No problem Dean. Pick away. The whole property is on a very gentle downhill slope and drains very well. This one is pretty much toward the top and the big one, if I build it, will be at the very top.

One more time, just bring yourself on over anytime you like and have a look. You must pass right by me twice a day. Good lord man, what's it gonna take?


----------



## Isa (Aug 30, 2010)

Nice job Tom! It looks very very nice


----------



## Tom (Sep 28, 2010)

Check out these numbers!!! This is the reason I built this! The top number is the temp at the probe which is underground, in the bunker. Then second number is the humidity at the probe. It sits right next to Daisy. The next two side by side numbers are the high and low over the last 24 hour period. The lower two numbers are the temp and humidity where the unit is sitting. In this case, above ground, in the shade, at 5:30pm yesterday. For some reason this gauge never goes below 16% humidity although I know its lower than that according to all my other gauges. The temp was 110-115 all day, but by 5:30pm it had dropped all the way to 107.


----------



## DeanS (Sep 28, 2010)

Damn Tom! Those numbers are so perfect...it's unreal! Good job!


----------



## Jermosh (Oct 13, 2010)

I like that setup, termites would have a buffet though. 

Maybe bricks and composite timber. Do you have a caliche layer over there as well? I will have to rent a jack hammer for anything lower then 1-2' in my yard.


----------



## Tracy Gould (Oct 13, 2010)

Great bunker Tom.


----------



## Tom (Oct 13, 2010)

Jermosh said:


> I like that setup, termites would have a buffet though.
> 
> Maybe bricks and composite timber. Do you have a caliche layer over there as well? I will have to rent a jack hammer for anything lower then 1-2' in my yard.



Yeah, wood lasts forever underground here. No termite or rot problems for me. Sorry I don't know what a caliche layer is, so I'm pretty sure we don't have one. There are a lot of rocks in the ground here, but I just work around it. I'm waiting for the first big rain to see if it floods or not. If not then I'll probably start designing a big one for the adults.

Thanks Tracy.


----------



## Livingstone (Oct 15, 2010)

Great job man, wish I was in arizona, I'd come check it out.


----------



## froghaven5 (Oct 15, 2010)

Really cool. My little guy is too small to think of this now and wood definitely wouldn't work here, but I'll be watching this thread to see how things go and remembering it for the future.


----------



## Dutch-az (Oct 16, 2010)

Tom said:


> I would love to see that Terry! I'm considering cinderblocks instead of wood for the big one. It will be roughly 4x8'.
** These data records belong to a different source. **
PR #1749, opened 2019-11-09
Make image build process a bit simpler

lvjp:
Take full leverage of multi-stage docker build.


koalaman:
Nice, that makes things easier! I'll just merge it and let Travis decides if it works :P

PR #477, opened 2018-03-26
[WIP] Pretty print library

### LINKED ISSUE #362: Write a pretty-printing library
This issue is to:
-  create a library for the CakeML basis above which one can write pretty-printing functions for datatypes, and,
- include some default pretty-printers for built-in datatypes (lists, options, unit/tuples, base types).

It should be possible to obtain a string from a pretty-printer, but this may not be the best underlying representation. It should also be possible to efficiently print the output of a pretty-printer (using `TextIO`).

zapashcanon:
Hi,

Fix #362.

This is a draft, just to be sure this is what was expected.

For every basic type `t` I wrote a `fromT` and a `printT` function.

`fromT` builds a `string app_list` from a `t`.
In case were `t` is polymorphic and depends on `'a`, it needs one more argument which should be a function `'a -> app_list`, this is the case in `fromList` as an example.

`printT` is basically the same, but prints directly instead of building a `string app_list`, which is more efficient.

Things that could be improved are the following:

- for Vector and Array, I can build a balanced `string app_list` instead (by doing some dichotomy algorithm), to reduce the possibility of a stack overflow when calling `print_app_list `. Same for the print function
- for List, I can write a CPS version of the print function, to avoid stack overflow, and maybe build a more balanced tree in the `fromList` function
- maybe writing a CPS version of the `print_app_list` function, to avoid all stack overflow, plus, showing that it is equivalent to the non-CPS one could be interesting :-)

### DIFF
--- a/basis/PrettyPrintProgScript.sml
+++ b/basis/PrettyPrintProgScript.sml
@@ -1,0 +1,212 @@
+open
+  preamble
+  ml_translatorLib
+  ml_translatorTheory
+  ml_progLib
+  basisFunctionsLib
+  StringProgTheory
+
+val _ = (
+  new_theory "PrettyPrintProg";
+  translation_extends "StringProg";
+  ml_prog_update (open_module "PrettyPrint")
+)
+
+(*val () = generate_sigs := true;*)
+
+val pp_fromString = process_topdecs`
+  fun fromString s =
+    List ["\"", s, "\""]
+`
+
+val pp_printString = process_topdecs`
+  fun printString s = (
+    TextIO.print "\"";
+    TextIO.print s;
+    TextIO.print "\""
+  )
+`
+
+val pp_fromChar = process_topdecs`
+  fun fromChar c =
+    List ["#\"", (Char.toString c), "\""]
+    (* TODO: check result of Char.toString for non-printable char, should be e.g. \3 and not something weird *)
+`
+
+val pp_printChar = process_topdecs`
+  fun printChar c = (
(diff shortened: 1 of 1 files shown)


myreen:
Thank you @zapashcanon for looking into this and asking whether you are going in the right direction. 

The high-level ideas sound good. Here are a few comments:
 - The functions you propose sound good in general, but I don't see the benefit of the more advanced stuff (i.e. CPS versions or balanced `app_list`s). If you can demonstrate a clear performance benefit, sure. If not, then keep the code simple and small.
 - I would like the module to be all about the `string app_list` type (which in HOL is `mlstring app_list`): all functions return this type and then there is a `print_app` function that given a `string app_list` prints it without producing the full string at any point.
 - Developments of this form should not use `process_topdecs`, instead they should define HOL functions from which CakeML code is generated using the translator, see `translate` in `ListProgScript.sml`; this way developments based only on HOL functions can use your functions. (Note that `print_app` would need to be developed with `process_topdecs` and be CF-verified)

Also as a separate comment: we tend to use open *pull requests* (PRs) to indicate that a branch is in the queue for merging into master. This PR is clearly not ready and as such shouldn't be an open PR. Discussions such as this should probably happen on the relevant issue, in this case #362, or on the slack channel.

myreen:
In the comments for #362, @xrchz pointed out that there already exists a `print_app_list` in [the basis library](https://github.com/CakeML/cakeml/blob/master/basis/basisProgScript.sml#L14).

PR #478, opened 2018-03-28
Allow users to prove necessary translator induction after translation

### LINKED ISSUE #442: Make translator state and prove tailored induction theorems
Currently, the translator uses induction theorems from `Define` to close the loop in the certificate theorems for recursive function.

Due to minor differences in what the translator expects and what `Define` produces, this part of the translator can be fragile. The current implementation contains several tactic proofs (one is run if the one before fails) to try to smooth over the minor differences.

This issue is about making the translator:

   1.  state what induction theorem it wants
   2.  prove the new induction theorem using the the one provided by `Define`
   3.  use new induction theorem to close the loop in translations of recursive function

A failure in 1. or 3. is bug in translator implementation. This should make the process a bit more user friendly in that a user can potentially manually prove the induction theorem when step 2 fails. By providing the exact induction theorem, step 2. is guaranteed to succeed.

myreen:
Closes #442


myreen:
The [regression test failed](https://cakeml.org/regression.cgi/job/275) because of an issue on master in `compiler/parsing/tests`. A local build of the bootstrap suggests that this PR is safe to merge.

PR #479, opened 2018-04-05
Fix sign error in reg_alloc

tanyongkiam:
dec_deg was increasing the degree rather than decreasing it


xrchz:
Happy to merge as soon as there's confirmation from anyone that this goes through the translator.

tanyongkiam:
reg_allocProg succeeded for me

PR #483, opened 2018-04-13
Make compilerTheory pick up Globals.HOLDIR

oskarabrahamsson:
Fixes the issue that some compiled binaries do not show the HOL commit by using `Globals.HOLDIR` instead of relying on the `HOLDIR` environment variable.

Tom - here is a plan for a Desert tortoise burrow... might give you come ideas as well: http://www.azgfd.gov/w_c/tortoise/documents/PhxTucBurrows.pdf


----------



## Tom (Oct 16, 2010)

Dutch-az said:


> Tom said:
> 
> 
> > I would love to see that Terry! I'm considering cinderblocks instead of wood for the big one. It will be roughly 4x8'.
> ...



Those are some fantastic ideas. Thanks.


----------